Introduction to GPU Programming with CuPy

The goal of this section is to introduce you to GPU programming using CuPy.

set up

ssh to the machine with this command:

ssh -L XXXX:localhost:XXXX <username>@<machine-address>

where XXXX is a 4-digit number, unique for each user.

Then setup the Python enviromenti with:

source /usr/share/esc-env/bin/activate

Now you can start JupyterLab with the command:

jupyter-lab --port XXXX

Once JupyterLab is running, you will find in the output a URL like this:

...
    Or copy and paste one of these URLs:
        http://localhost:9004/lab?token=8928e7071...
        http://127.0.0.1:9004/lab?token=8928e7071...
...

Paste one of these URLs in your local browser, and you should see the JupyterLab page.

Exercises

Exercise 1: port NumPy code to CuPy

Take the code written with NumPy and modify it to use CuPy. Time both executions to compare CPU vs. GPU speedup.

Note: GPU operations are asynchronous. Use:

cp.cuda.Device().synchronize()

before stopping your timer to get accurate timings.

You can try the same with the Python code of your personal project!

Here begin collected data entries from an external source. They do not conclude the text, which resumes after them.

PR #680, opened 2023-10-16
Fix: when data is nil, `isValidJSONData` will crash

ZuhanLin:
fix crash


NSExceptional:
I would rather assert data is not nil with `NSParameterAssert` and do whatever we need to do first to not even present the view controller if there is no data

PR #683, opened 2023-11-13
Warning removed

superHELLd:


NSExceptional:
I'm not sure what the point of this PR was, but I'm not removing all that code without a more thorough explanation

PR #687, opened 2024-01-30
Use requiredProperties and optionalProperties in debug description

ingridwang:
On iOS 10 and above, `requiredProperties` and `optionalProperties` are preferred over the deprecated `properties`.

Since FLEX only requires iOS 9 and above, a fallback is provided for older versions.


NSExceptional (approved):

NSExceptional:
Thanks!

PR #688, opened 2024-02-03
Fix Xcode 15 SPM warning related to iOS 12 support

kikeenrique:
This PR fixes a Xcode 15 SPM warning related to iOS 12 support, which is the minimum version supported.


NSExceptional (approved):

NSExceptional:
Thanks!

Exercise 2: transfers and GPU allocation

  1. Create two arrays of N random numbers on CPU
  2. Copy them to the GPU
  3. Sum them
  4. Copy them back to the CPU.

Now avoid the copy to the GPU by creating the random arrays directly on the device with CuPy.

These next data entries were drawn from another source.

PR #694, opened 2024-03-18
Add condition to Selector call

sng1996:
When I created the `URLSessionDelegate` implementation, app crashed because I didn't implement some optional protocol methods and `slf` doesn't respond to those method selectors.

For example, for protocol `URLSessionDataDelegate` I didn't implement function
`optional func urlSession(_ session: URLSession, dataTask: URLSessionDataTask, didReceive data: Data)`

### DIFF
--- a/Classes/Network/PonyDebugger/FLEXNetworkObserver.m
+++ b/Classes/Network/PonyDebugger/FLEXNetworkObserver.m
@@ -589,9 +589,11 @@ static FIRDocumentReference * _logos_method$_ungrouped$FIRCollectionReference$ad
 
         void (^swizzleBlock)(NSURLConnection *) = ^(NSURLConnection *slf) {
             [FLEXNetworkObserver.sharedObserver connectionWillCancel:slf];
-            ((void(*)(id, SEL))objc_msgSend)(
-                slf, swizzledSelector
-            );
+            if ([slf respondsToSelector:swizzledSelector]) {
+                ((void(*)(id, SEL))objc_msgSend)(
+                    slf, swizzledSelector
+                );
+            }
         };
 
         IMP implementation = imp_implementationWithBlock(swizzleBlock);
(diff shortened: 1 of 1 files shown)


Classes/Network/PonyDebugger/FLEXNetworkObserver.m
```diff
@@ -589,9 +589,11 @@ + (void)injectIntoNSURLConnectionCancel {
...
         void (^swizzleBlock)(NSURLConnection *) = ^(NSURLConnection *slf) {
             [FLEXNetworkObserver.sharedObserver connectionWillCancel:slf];
-            ((void(*)(id, SEL))objc_msgSend)(
-                slf, swizzledSelector
-            );
+            if ([slf respondsToSelector:swizzledSelector]) {
+                ((void(*)(id, SEL))objc_msgSend)(
+                    slf, swizzledSelector
+                );
+            }
```
NSExceptional, line 596: I don't think this check is necessary, since `NSURLConnection` will always implement `-cancel`. Do you agree?

Classes/Network/PonyDebugger/FLEXNetworkObserver.m
```diff
@@ -680,10 +682,11 @@ + (void)swizzleResumeSelector:(SEL)selector forClass:(Class)class {
...
         }
-
-        ((void(*)(id, SEL))objc_msgSend)(
-            slf, swizzledSelector
-        );
+        if ([slf respondsToSelector:swizzledSelector]) {
+            ((void(*)(id, SEL))objc_msgSend)(
+                slf, swizzledSelector
+            );
+        }
```
NSExceptional, line 689: Same here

Exercise 3: write a kernel

Write a kernel (take one from the CUDA exercises or write your own) with CuPy using:

  • cp.RawKernel
  • cp.ElementwiseKernel (you can use the variable i for the the index within the loop and method _ind.size() for the total number of elements to apply the elementwise operation)

Exercise 4: reduction

Implement the reduction kernel:

  • using cp.RawKernel and the CUDA kernel you wrote during the CUDA part
  • using cp.ReductionKernel
  • using cp.sum

Tips:

  • Add %%time or time.time() + cp.cuda.Device().synchronize() for accurate timing.
  • Check GPU utilization using watch nvidia-smi while kernels run.
  • Experiment with different vector sizes to check GPU utilization and speed-up.